ACTIVITY
Your answer should be each line of the entries that contains the word "threshold", copied in full.

INFORMATION SUPPLIED
# # # #
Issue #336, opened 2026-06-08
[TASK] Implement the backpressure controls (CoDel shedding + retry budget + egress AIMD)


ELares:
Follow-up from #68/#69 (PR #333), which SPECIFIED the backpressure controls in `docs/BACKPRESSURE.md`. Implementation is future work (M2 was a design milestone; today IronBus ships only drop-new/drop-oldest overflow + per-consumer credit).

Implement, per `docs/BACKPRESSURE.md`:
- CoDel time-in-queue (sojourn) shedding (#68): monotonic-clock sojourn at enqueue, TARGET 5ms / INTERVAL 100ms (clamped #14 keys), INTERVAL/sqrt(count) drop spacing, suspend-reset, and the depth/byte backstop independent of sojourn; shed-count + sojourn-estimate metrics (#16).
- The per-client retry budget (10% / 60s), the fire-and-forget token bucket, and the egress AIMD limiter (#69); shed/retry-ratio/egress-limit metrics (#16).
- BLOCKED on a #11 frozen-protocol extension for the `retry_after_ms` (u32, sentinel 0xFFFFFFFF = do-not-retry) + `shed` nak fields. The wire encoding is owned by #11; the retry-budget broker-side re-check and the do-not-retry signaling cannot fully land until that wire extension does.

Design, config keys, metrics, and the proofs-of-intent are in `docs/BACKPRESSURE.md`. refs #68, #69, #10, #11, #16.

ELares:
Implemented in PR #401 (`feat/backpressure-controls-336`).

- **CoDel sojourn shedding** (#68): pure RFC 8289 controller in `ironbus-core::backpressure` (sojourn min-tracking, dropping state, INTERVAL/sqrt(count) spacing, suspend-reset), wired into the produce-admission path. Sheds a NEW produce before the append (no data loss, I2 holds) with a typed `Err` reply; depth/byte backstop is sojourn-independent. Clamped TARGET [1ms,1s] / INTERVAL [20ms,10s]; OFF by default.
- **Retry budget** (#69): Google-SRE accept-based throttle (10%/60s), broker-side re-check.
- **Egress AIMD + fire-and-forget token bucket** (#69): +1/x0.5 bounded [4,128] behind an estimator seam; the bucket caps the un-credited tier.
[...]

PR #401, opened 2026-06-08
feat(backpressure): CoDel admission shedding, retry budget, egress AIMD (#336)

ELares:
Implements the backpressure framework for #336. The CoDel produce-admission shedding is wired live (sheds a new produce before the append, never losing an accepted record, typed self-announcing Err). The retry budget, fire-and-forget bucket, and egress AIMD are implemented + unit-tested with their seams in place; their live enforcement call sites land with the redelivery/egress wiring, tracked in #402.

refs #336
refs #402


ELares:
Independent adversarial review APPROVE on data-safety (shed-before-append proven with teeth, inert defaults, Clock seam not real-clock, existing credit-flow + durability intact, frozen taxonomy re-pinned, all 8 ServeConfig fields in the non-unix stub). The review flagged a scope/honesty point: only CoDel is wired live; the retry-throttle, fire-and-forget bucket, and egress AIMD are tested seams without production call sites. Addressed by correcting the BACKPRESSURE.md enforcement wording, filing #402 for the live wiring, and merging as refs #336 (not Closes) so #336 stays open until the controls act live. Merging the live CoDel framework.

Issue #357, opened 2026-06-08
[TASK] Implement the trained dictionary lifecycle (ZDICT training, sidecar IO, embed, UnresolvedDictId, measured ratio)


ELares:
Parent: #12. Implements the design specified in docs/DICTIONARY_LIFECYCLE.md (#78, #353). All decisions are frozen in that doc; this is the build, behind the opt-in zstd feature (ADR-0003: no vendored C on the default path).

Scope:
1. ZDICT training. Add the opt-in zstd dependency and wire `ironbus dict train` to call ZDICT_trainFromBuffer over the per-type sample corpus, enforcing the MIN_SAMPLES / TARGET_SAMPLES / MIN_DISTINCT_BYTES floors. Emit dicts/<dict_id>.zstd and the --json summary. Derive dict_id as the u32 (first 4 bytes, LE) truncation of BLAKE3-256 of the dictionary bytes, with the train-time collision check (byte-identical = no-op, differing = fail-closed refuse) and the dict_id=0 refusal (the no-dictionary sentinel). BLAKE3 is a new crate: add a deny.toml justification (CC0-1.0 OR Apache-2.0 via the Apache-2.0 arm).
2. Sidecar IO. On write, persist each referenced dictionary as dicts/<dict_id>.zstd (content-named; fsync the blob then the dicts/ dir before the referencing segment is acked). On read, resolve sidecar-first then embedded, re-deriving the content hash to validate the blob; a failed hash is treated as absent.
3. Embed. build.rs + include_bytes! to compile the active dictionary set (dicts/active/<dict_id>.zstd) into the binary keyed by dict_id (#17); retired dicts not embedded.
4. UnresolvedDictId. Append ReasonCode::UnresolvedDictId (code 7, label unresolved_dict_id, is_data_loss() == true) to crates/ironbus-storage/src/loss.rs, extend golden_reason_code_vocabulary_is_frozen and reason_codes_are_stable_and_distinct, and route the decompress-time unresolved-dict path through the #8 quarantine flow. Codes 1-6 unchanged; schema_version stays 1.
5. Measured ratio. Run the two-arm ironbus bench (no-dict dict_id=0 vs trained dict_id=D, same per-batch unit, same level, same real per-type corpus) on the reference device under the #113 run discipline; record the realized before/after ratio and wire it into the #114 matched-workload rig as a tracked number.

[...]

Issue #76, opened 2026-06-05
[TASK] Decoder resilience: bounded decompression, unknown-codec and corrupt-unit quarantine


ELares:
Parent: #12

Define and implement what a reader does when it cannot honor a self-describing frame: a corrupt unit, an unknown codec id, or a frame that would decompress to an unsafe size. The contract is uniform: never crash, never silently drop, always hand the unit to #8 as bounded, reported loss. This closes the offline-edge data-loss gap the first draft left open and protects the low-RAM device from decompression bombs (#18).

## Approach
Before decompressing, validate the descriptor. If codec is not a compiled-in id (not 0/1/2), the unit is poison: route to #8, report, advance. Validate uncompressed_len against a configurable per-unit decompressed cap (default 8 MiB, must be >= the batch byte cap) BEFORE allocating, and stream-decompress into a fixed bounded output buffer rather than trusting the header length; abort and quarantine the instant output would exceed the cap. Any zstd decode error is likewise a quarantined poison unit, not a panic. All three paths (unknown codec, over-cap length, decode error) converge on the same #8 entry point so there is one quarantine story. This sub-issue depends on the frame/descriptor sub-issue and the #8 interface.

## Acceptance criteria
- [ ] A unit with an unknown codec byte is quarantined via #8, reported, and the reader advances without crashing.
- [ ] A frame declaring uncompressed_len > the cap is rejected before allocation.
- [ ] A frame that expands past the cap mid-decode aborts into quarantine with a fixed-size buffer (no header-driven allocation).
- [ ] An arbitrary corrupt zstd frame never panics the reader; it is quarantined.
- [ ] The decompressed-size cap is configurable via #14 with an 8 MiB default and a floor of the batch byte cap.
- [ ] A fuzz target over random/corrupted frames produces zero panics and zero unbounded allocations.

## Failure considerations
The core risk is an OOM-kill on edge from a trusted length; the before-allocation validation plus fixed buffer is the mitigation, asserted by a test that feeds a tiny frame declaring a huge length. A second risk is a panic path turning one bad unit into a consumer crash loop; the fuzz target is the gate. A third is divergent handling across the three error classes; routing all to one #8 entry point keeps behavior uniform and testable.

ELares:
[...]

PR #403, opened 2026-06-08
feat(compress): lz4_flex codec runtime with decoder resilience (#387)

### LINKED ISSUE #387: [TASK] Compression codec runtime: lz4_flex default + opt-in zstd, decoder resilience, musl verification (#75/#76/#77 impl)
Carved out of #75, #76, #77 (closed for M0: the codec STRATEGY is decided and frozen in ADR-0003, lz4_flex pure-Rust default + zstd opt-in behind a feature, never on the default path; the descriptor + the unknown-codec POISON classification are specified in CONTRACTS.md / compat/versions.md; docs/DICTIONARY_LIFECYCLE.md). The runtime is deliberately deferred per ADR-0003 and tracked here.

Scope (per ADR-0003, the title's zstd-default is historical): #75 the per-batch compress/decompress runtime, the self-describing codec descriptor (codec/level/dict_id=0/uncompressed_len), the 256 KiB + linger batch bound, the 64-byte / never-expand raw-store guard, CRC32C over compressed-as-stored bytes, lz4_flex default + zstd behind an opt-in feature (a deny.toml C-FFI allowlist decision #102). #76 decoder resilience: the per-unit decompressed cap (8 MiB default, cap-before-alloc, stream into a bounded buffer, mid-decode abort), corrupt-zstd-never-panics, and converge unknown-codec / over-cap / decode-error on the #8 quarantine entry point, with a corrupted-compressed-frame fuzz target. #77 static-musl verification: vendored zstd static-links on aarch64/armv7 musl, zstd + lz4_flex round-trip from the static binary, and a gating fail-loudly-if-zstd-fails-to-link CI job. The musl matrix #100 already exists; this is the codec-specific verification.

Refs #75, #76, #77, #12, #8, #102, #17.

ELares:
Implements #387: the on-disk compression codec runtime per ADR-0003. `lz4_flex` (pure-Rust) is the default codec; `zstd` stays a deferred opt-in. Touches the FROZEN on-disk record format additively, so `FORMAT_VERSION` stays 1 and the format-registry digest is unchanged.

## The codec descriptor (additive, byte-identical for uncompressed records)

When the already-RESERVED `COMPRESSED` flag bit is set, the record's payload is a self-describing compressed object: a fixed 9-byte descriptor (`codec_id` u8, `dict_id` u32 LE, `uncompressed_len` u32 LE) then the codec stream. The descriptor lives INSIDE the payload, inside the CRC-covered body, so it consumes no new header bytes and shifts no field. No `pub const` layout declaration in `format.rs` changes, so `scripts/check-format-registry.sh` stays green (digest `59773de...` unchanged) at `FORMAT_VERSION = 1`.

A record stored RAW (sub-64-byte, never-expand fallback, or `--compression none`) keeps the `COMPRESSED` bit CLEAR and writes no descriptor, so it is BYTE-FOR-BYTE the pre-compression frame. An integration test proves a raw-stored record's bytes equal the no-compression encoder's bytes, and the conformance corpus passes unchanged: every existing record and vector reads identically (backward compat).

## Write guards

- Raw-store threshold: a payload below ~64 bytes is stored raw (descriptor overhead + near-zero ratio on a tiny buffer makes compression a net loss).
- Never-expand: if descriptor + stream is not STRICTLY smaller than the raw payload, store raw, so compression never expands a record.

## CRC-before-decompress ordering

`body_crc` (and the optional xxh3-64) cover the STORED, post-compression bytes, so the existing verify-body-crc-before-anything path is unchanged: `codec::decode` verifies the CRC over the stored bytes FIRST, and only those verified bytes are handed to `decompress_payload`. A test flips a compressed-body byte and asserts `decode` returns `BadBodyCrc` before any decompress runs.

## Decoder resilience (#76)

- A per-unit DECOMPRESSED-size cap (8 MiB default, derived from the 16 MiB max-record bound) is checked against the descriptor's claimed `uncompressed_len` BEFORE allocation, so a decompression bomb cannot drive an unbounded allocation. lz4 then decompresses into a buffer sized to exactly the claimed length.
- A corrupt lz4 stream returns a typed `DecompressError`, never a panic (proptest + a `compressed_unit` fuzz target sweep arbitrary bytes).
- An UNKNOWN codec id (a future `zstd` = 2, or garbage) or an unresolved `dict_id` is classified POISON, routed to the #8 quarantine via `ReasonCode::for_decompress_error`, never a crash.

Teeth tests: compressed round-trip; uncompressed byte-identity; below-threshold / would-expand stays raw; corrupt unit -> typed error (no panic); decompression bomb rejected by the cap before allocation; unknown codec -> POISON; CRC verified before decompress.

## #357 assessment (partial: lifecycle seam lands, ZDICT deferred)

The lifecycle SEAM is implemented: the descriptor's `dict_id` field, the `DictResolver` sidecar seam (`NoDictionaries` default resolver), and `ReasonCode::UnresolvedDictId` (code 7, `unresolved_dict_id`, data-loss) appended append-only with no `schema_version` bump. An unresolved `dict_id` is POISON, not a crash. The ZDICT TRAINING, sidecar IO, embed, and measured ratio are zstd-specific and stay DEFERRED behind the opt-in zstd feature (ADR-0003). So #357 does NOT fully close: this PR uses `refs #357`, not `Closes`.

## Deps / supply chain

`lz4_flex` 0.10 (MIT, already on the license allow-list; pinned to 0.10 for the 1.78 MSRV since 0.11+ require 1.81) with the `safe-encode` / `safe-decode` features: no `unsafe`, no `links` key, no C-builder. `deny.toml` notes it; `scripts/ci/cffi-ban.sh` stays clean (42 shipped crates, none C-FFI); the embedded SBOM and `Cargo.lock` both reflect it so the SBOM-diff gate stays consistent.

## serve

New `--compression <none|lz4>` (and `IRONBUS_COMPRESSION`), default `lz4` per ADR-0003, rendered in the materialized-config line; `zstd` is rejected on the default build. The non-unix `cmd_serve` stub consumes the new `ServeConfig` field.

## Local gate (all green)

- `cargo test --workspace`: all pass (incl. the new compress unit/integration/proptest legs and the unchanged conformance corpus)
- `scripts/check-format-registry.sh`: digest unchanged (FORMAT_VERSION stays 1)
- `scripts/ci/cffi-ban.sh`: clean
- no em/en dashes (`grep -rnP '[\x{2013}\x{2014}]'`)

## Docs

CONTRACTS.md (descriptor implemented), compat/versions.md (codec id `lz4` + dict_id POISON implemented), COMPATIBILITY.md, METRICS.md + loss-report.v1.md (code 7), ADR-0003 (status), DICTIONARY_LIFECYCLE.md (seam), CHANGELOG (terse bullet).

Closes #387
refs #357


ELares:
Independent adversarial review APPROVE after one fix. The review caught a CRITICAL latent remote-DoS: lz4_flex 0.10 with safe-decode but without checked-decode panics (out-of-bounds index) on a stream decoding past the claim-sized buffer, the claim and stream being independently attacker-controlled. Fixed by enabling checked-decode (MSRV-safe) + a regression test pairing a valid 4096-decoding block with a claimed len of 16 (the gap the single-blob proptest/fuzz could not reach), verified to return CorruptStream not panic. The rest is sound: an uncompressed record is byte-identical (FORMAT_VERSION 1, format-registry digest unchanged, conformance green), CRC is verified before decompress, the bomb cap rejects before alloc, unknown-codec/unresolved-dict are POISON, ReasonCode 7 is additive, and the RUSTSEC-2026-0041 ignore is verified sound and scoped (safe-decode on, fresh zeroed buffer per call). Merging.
# # # #
RESPONSE
- Raw-store threshold: a payload below ~64 bytes is stored raw (descriptor overhead + near-zero ratio on a tiny buffer makes compression a net loss).
Teeth tests: compressed round-trip; uncompressed byte-identity; below-threshold / would-expand stays raw; corrupt unit -> typed error (no panic); decompression bomb rejected by the cap before allocation; unknown codec -> POISON; CRC verified before decompress.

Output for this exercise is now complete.